Все, что я хочу сделать, это броситься обратно в ванную, но вместо этого я медленно прохожу через спальню, пока не достигаю дверного проема. Слегка приподняв голову, я заглядываю в гостиную как раз в тот момент, когда Люциан смотрит в мою сторону. Мы оба замираем, он с полотенцем в руке, а я, умирая от смущения.
Люциан заговаривает первым, его тон мягкий, но все еще требовательный.
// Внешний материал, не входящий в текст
PR #2439, opened 2021-07-23
Added some new formatting checks and renamed calcium_carbonate

### LINKED ISSUE #1472: Make script for checking export_presets.cfg has the right version number
and make CI run it to make sure the info in there doesn't get outdated, like the version number and the copyright year is the same as in the license file.

### LINKED ISSUE #2090: Add formatting check to make sure no .mo files exist
as those are binary variants of the .po files, and they are something we don't use

### LINKED ISSUE #2150: Add a formatting check to check scene node names
Add a formatting check for the node names property:
```
[node name="AName"
```

It should make sure that the node name:
- Contains at least one capital
- Doesn't contain spaces
- Doesn't contain underscores

It should additionally mention to use PascalCase for the names.

### LINKED ISSUE #2152: Add save version upgrader / converter system
To support loading older saves that need manual conversion operations to be applied before they work in a newer version.

hhyyrylainen:
Added new checks for version number in export_presets.cfg, no .mo files exist, and that scene nodes follow some naming rules.
This required renaming calcium_carbonate to calciumCarbonate.

Also adds a save converter to not break save compatibility over that rename.

**Related Issues**

closes #1472
closes #2090
closes #2150
closes #2152

**Progress Checklist**

      break existing features:
      members reviewing this PR)

the PR author.


Kasterisk:
You may want to update the incompatible save dialog as it still mentions that a save upgrader is not implemented.

Haven't tested extensively but from a quick look nothing is gamebreaking yet.

hhyyrylainen:
I suppose so. I guess I'll replace that text with that there is no save upgrader from that version. I'll do that in a bit as I'm uploading a new CI image currently and about to push changes to another branch once that is done.

src/saving/ISaveUpgradeStep.cs
```diff
@@ -0,0 +1,170 @@
...
+        {
+            foreach (var entry in saveData.Properties())
+            {
+                RecursivelyUpdateMembraneValues(entry);
+            }
+        }
+
+        private void RecursivelyUpdateMembraneValues(JProperty property)
+        {
+            if (property.Name.Contains("Membrane") || property.Name.Contains("membrane"))
```
FuJa0815, line 68:
```suggestion
            if (property.Name.ToLower().Contains("membrane"))
```

src/saving/ISaveUpgradeStep.cs
```diff
@@ -0,0 +1,170 @@
...
+            // TODO: would it be useful to specify a range of versions an upgrader can upgrade to make it less error
+            // prone to accidentally miss a version
+            return new Dictionary<string, ISaveUpgradeStep>
+            {
+                { "0.5.4.0", new UpgradeStep054To055() },
+            };
+        }
+    }
+
+    internal class UpgradeStep054To055 : BaseJSONUpgradeStep
```
FuJa0815, line 54: I think it would be better to have a seperate file for the UpgradeSteps

src/saving/ISaveUpgradeStep.cs
```diff
@@ -0,0 +1,170 @@
...
+        }
+    }
+
+    internal abstract class BaseJSONUpgradeStep : ISaveUpgradeStep
+    {
+        protected abstract string VersionAfter { get; }
+
+        public string PerformUpgrade(SaveInformation saveInfo, string inputSave, string outputSave)
+        {
+            if (VersionUtils.Compare(VersionAfter, saveInfo.ThriveVersion) <= 0)
```
FuJa0815, line 100: what if this comparison failed (it returned `int.MaxValue`)?

src/saving/SaveList.cs
```diff
@@ -226,6 +249,69 @@ private void OnConfirmLoadInvalid()
...
+
+        if (SaveUpgrader.IsSaveABackup(saveToBeLoaded))
+        {
+            saveToBeLoaded = SaveUpgrader.RemoveBackupSuffix(saveToBeLoaded);
+            GD.Print("Selected save is a backup, really going to load after upgrade: ", saveToBeLoaded);
+        }
+
+        // Perform save upgrade (the game will lag here, but I'll leave it to someone else to make a progress bar)
+        // Instead could show a popup with a spinner on it and run the upgrade with TaskExecutor in the background
+        var task = new Task(() => { SaveUpgrader.PerformSaveUpgrade(saveToUpgrade); });
```
FuJa0815, line 267: I think those brackets are not nececery

FuJa0815 (changes requested):
Wasn't able to read through all of it yet or test it.

Does this support using two upgraders on one savefile?
Like if there is a save upgrader from version 0.5.4.0 from 0.5.5.0 and one from 0.5.5.0 to 0.5.6.0 and you want to load a save made in version 0.5.4.0 in version 0.5.6.0?

hhyyrylainen:
> Does this support using two upgraders on one savefile?
Like if there is a save upgrader from version 0.5.4.0 from 0.5.5.0 and one from 0.5.5.0 to 0.5.6.0 and you want to load a save made in version 0.5.4.0 in version 0.5.6.0?

Yes, it won't start upgrading if it can't find a sequence of upgraders that can upgrade the save all the way to the current game version. Once upgrading is started it will run all the upgraders in a row (I tested this by changing my game version to 0.5.5.0 and adding a just version number upgrader for 0.5.5.0-alpha).

src/saving/ISaveUpgradeStep.cs
hhyyrylainen: I did it this way because a file needs to be named the same as the first class in it. So I would have to put like a dummy class in a file to get a sensible name for it...

check_formatting.rb
```diff
@@ -156,6 +179,13 @@ def handle_gd_file(_path)
   true
 end
 
+def handle_mo_file(_path)
+  OUTPUT_MUTEX.synchronize do
+    error '.mo files are not allowed'
```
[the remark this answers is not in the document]
hhyyrylainen: It returns true two lines below this from the method. Similarly to handle_gd_file the error condition is already triggered when entering this method so there's no need to have a separate variable tracking the state.

src/saving/ISaveUpgradeStep.cs
hhyyrylainen: I'm quite torn on this one...
This will need to allocate a new converted string for *each* key in the save json (which can be multiple megabytes large), while also only marginally shortening this. I went with this approach as I only really considered there possibly being these two values possible.

hhyyrylainen:
> You may want to update the incompatible save dialog as it still mentions that a save upgrader is not implemented.

Fixed

src/saving/ISaveUpgradeStep.cs
FuJa0815: > a file needs to be named the same as the first class in it

I don't recall there being this requirement in C#

hhyyrylainen: Jetbrains will complain about that if it isn't the case.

— Иди сюда, маленькая птичка.
Я с трудом сглатываю от нервозности, скручивающейся в моем животе, и подхожу к нему. Когда я оказываюсь на расстоянии вытянутой руки, Люциан поднимает правую руку к моему лицу. Его пальцы скользят по моей коже, когда он заправляет мои волосы за ухо, а затем прижимает полотенце к моему подбородку. Он ледяной, и у меня мгновенно мурашки бегут по коже.
Я опускаю глаза на его грудь, но затем он подходит ближе ко мне и поднимает левую руку. Его рука обхватывает мой затылок, и это заставляет меня чувствовать себя окруженной им.
— Лед поможет снять отек, – объясняет он тихим тоном, который готов создать вокруг нас интимный атмосферу. – Но ты, наверное, это уже знаешь. – Его слова заставляют меня поднять на него глаза, и он говорит. – Я предполагаю, что Данте бил тебя раньше.
Он хочет, чтобы я ему рассказала? Будет ли это все иметь значение, если он узнает все, что Данте сделал со мной?
Я ищу ответы в его сильных чертах, но все, что я нахожу, – это еще большее замешательство. Стоя так близко к нему, ощущая запах его лосьона после бритья, наполняющий воздух, мое сердце только сильнее бьется. Это заставляет мой желудок трепетать, а кожу покалывать.
Хочу ли я, чтобы он знал?
Мои самые глубокие страхи. Мой самый темный позор. Мои кошмары.
Нет, я не хочу, чтобы он знал. Я не хочу, чтобы кто-нибудь знал.
Уголок рта Люциана слегка приподнимается.
— Ты не обязана мне говорить, – говорит он, как будто может прочитать мои мысли. – Но... – Он наклоняется, пока его дыхание не согревает мое ухо. – Если ты мне скажешь, я, вероятно, убью Капоне.
Мои глаза слегка расширяются, и на мгновение я испытываю искушение. Боже, я никогда в жизни не испытывала подобного искушения. Если я пожертвую своими самыми глубокими, мрачными секретами, Люциан убьет Данте.
Когда Люциан отстраняется, его рот касается изгиба моей челюсти. Мое дыхание срывается с губ, и, не раздумывая, я отстраняюсь, быстро устанавливая безопасное расстояние между нами. Полотенце выпадает у него из рук, и ледяная вода ото льда проливается на пол.
Мои глаза встречаются с темно-карими глазами Люциана, и выражение в них заставляет мое сердце мгновенно заколотиться в груди. Он смотрит на меня с хищным желанием.
Я уже видела этот взгляд раньше. Много раз, когда Данте домогался меня.
Однако страх, пронизывающий меня, совсем другой. С Данте ужас всегда сопровождался отвращением и опустошающим стыдом. Это было травмирующе.
С Люцианом… это пугает меня по другой причине. Нет никакого отвращения. В этом нет ничего постыдного. Я наполнена нечестивым страхом только потому, что было бы так легко влюбиться в него. Было бы так легко найти убежище в его объятиях. Чтобы он сражался в моих битвах.